Danga::Socket
From FlimzyWiki
(diff) ←Older revision | Current revision | Newer revision→ (diff)
Contents |
Overview
Danga::Socket is an "event loop and event-driven async socket base class" perl module written by Brad Fitzpatrick. The documentation, however, is sparse. The official documentation says "For now, see servers using Danga::Socket for guidance. For example: perlbal, mogilefsd, or ddlockd."
So, that's exactly what I've been doing... and this page is the result of my reading of source code from projects that use Danga::Socket, and making notes for my own reference. It is my hope that these notes may also be useful to other folks out there somewhere.
Why Async?
See The C10K problem for a somewhat outdated, but still mostly relevant, discussion of why asynchronous program design makes sense.
For server applications (on Unix, specifically), there are a number of common models, that I will mention as a back-drop for why async is better (at least for some applications).
- Fork -- Each new request results in a fork of a new process to handle that request, then dies. One example is the 'init' server.
- Prefork -- This is the model most commonly used by Apache, SpamAssassin, and many other common daemons. A single master process keeps a number of child processes running. Each child process handles a single request at a time, but may handle multiple requests over time. This is generally much more efficient than the Fork model, because startup overhead only happens once per child process, rather than once per network request.
- Async -- A single process handles and juggles all requests simultaneously, handing work off to worker threads or processes. This makes more much more complicated program design (probably the main reason it's not very prevalent), but can be far more efficient. This model generally uses much less memory and has less overhead than even prefork, because while one connection may be waiting for something to happen, the same process(es) can handle other connections.
Process Flow
As someone who has never attempted async programming before, in any language, the first hurdle I had to overcome was simply understanding the theory of how async programming works.
This is by no means intended to be an all-inclusive discussion of async programming. Any claims of "how its done" are meant only to mean "how I've seen it done" or "how I do it". If you know of another way that you think is better, please use it (and let me know about it if you feel like it).
The Parent Process
When the program starts, it binds to a TCP or Unix socket, possibly spawns some worker processes, then enters an event loop. In the event loop, each active connection is checked for activity, and when activity occurs, it does something, then goes on to check the next connection.
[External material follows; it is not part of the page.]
PR #5818, opened 2026-07-18
fix: update note formatting for Reddit video downloads

nqlp:


nbats:
ty will adjust it next update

Note that while it is possible to do all work in threads, I choose to investigate how to do them in worker processes, because this is the model I intend to use, for various reasons.
Here is my (most likely poor) attempt at ASCII art demonstrating the concept:
----- Beginning of event loop | +-(1)-------- Listen to TCP or Unix socket | +-(2)-------- A network connection from somewhere | +-(3)-------- A worker process | +-(4)-------- A worker process | +-(5)-------- A network connection from somewhere else | ----- End of event loop
In the diagram, there are two worker processes (communicating over a pipe with the parent process) and two network connections. When a network request comes in to do something, the parent process assigns that work to an idle worker process, then enters the event loop again. When the worker process is done, the parent process takes the result and hands it to the network connection.
As an example, the network client connected to slot 2 makes a request for a directory listing of files it can download. The parent process, on its next iteration through the loop, takes the request at slot 2. It finds that worker process (4) is idle, so asks worker process (4) to formulate a directory listing. It then continues through the loop, slots 3,4, and 5 are all idle. It loops again a few dozen more times, then worker process (4) finishes its directory listing, and returns it to the parent process. The parent process takes the output from the worker and passes it on to the client network connection in slot 2.
The advantage here is that if the client network connection in slot 5 had also requested some information at any time, the parent process could have handed it off to worker process 3, while worker process 4 was still formulating the directory listing for client network connection 2.